Not ironic at all when you realize that big exchange groups (the newest entrant IEX is not suing, supports the fee pilot, and didn’t build business on data and technology services) have exploded in size, profits, revenues and influence under Reg NMS.

Humans are an intelligent species. We adapt. The exchanges discovered that they could pay traders to set the bid and offer, and sell the data generated in that process – and then sell all kinds of services for using that data effectively.  Genius!

The pilot plan threatens this construct.

You’ll read that the concern is brokers routing trades for payments instead of where it’s best. That’s to me a red herring.

We oppose prices set by participants wanting to own nothing. They distort fair value, supply, demand, and borrowing. If you use our analytics, you know it’s 44% of trading volume directly, and over 70% indirectly (we calculate that 94% of SPY volume is arbitrage).

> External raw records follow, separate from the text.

PR #1647, opened 2026-08-24
Publish audit events from the Monolith API views

np5:
The Monolith API changed a catalog, a condition, an enrollment or a manifest enrollment package with no record of it. The web console publishes a `zentral_audit` event for the same objects, so the API was the only way to change them without a trace. This is the same change as the Osquery API in #1644.

### The views

Eight views move to `ListCreateAPIViewWithAudit` and `RetrieveUpdateDestroyAPIViewWithAudit`:

| model | list | detail |
|---|---|---|
| Catalog | `/api/monolith/catalogs/` | `/api/monolith/catalogs/<pk>/` |
| Condition | `/api/monolith/conditions/` | `/api/monolith/conditions/<pk>/` |
| Enrollment | `/api/monolith/enrollments/` | `/api/monolith/enrollments/<pk>/` |
| ManifestEnrollmentPackage | `/api/monolith/manifest_enrollment_packages/` | `/api/monolith/manifest_enrollment_packages/<pk>/` |

The bases give the permission classes and the filter backend, so the views do not declare them again. The three `perform_destroy` methods that refuse to delete an object in use call `super()`, so their check runs first and the audit event follows.

### The delete of a manifest enrollment package

`ManifestEnrollmentPackageDetail.perform_destroy` calls `delete(delete_enrollment=False)`, so it could not use the `perform_destroy` of the base, and its delete had no audit event.

`RetrieveUpdateDestroyAPIViewWithAudit` calls `delete()` with the keyword arguments of the new `get_perform_destroy_kwargs()` now. The default is an empty dict, and `DestroyModelMixin.perform_destroy` calls `delete()` with no argument, so nothing changes for the other views. Two tests in `tests/utils/test_audit_views.py` keep this contract: the default is empty, and an override is used.

Why the argument is necessary, from `e4c85c5` (#974): the console creates the enrollment together with the package, and deletes the two of them together. The API takes an `enrollment_pk` for an enrollment that already exists, made by the Munki enrollments API or by Terraform, so it must only release it. The delete test asserts the audit event **and** that the Munki enrollment is still there, so a change to a plain `super()` call cannot pass.

### PATCH

These endpoints answer a `PATCH` with a `405` now, because the bases accept only the full updates. This is the same change as the Osquery API. The new `test_patch_is_not_allowed` covers the four detail endpoints.

### Tests

The full test suite, as CI does it: **8026 tests, OK**. All the added lines in `zentral/` have test coverage: 23 added lines, and 0 lines without coverage.

Twelve audit assertions were added to the tests: three for the catalogs, three for the conditions, three for the enrollments, and three for the manifest enrollment packages. To make sure that they can fail, one view was put back on its old base, and the test of the create of a catalog failed because there was no event.

### DIFF
--- a/CHANGELOG.md
+++ b/CHANGELOG.md
@@ -19,6 +19,8 @@ A sub manifest package can use more than one key, one time for each key, and eac
 
 Zentral adds a `default_installs` package to the `optional_installs` of the sub manifest, because munki installs it only if it is an optional install too. If the sub manifest has its own `optional_installs` package with the same name and the same condition, Zentral keeps that one, with its own scope.
 
+The Monolith API publishes the same `zentral_audit` events as the web console now. The catalogs, the conditions, the enrollments and the manifest enrollment packages changed with no record of it.
+
 
 #### Osquery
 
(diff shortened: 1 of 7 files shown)


soysauceconspiracy (approved):
LGTM

PR #1648, opened 2026-08-24
Publish audit events from the Munki and Santa enrollment API views

np5:
The Munki API and the Santa API created, updated and deleted an enrollment with no record of it. The web console publishes a `zentral_audit` event for the same object. This continues the work of #1644 for the Osquery API and #1647 for the Monolith API.

One commit for each module.

### The views

| module | list | detail |
|---|---|---|
| Munki | `/api/munki/enrollments/` | `/api/munki/enrollments/<pk>/` |
| Santa | `/api/santa/enrollments/` | `/api/santa/enrollments/<pk>/` |

The four views move to `ListCreateAPIViewWithAudit` and `RetrieveUpdateDestroyAPIViewWithAudit`, which give the permission classes and the filter backend. The Santa `perform_destroy` that refuses to delete an enrollment in use calls `super()`, so its check runs before the audit event.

If half the volume is intermediation, the market is a mess.

The stock market is supposed to match investors and public companies. Reg NMS derailed the market’s central purpose. That’s my opinion. Predicated on data. I run a technology firm that for the entirety of the Reg NMS regime has measured the collapse of rational thought and capital-formation consequent to this regulation.

The stock market today is a great place to trade stuff. Exchange Traded Funds have prospered because they’re by law dependent on arbitrage, profiting on different prices for the same things. The regulatory structure requires different prices for the same things.

Let’s summarize what’s occurring. The exchanges have invested billions of dollars to make money under Reg NMS. And they’ve succeeded.

The SEC now realizes that Reg NMS hurts the root purpose of equity capital markets and it wants to test ways to roll back rules promoting short-term trading.

The exchanges are opposed because short-term trading is the very cornerstone of profitable data and technology services.

I don’t fault them.  But come on, guys. The SEC has finally seen how the market has devolved into a laser light show of speculation and fleeting intermediary profiteering that has pushed meaningful capital-formation into private equity.

That in turn defrauds mom and pop investors of the Intel Effect (I don’t have to explain it), and my profession, investor relations, of a thriving job market.

Could we run this test, please, and see what happens, exchanges?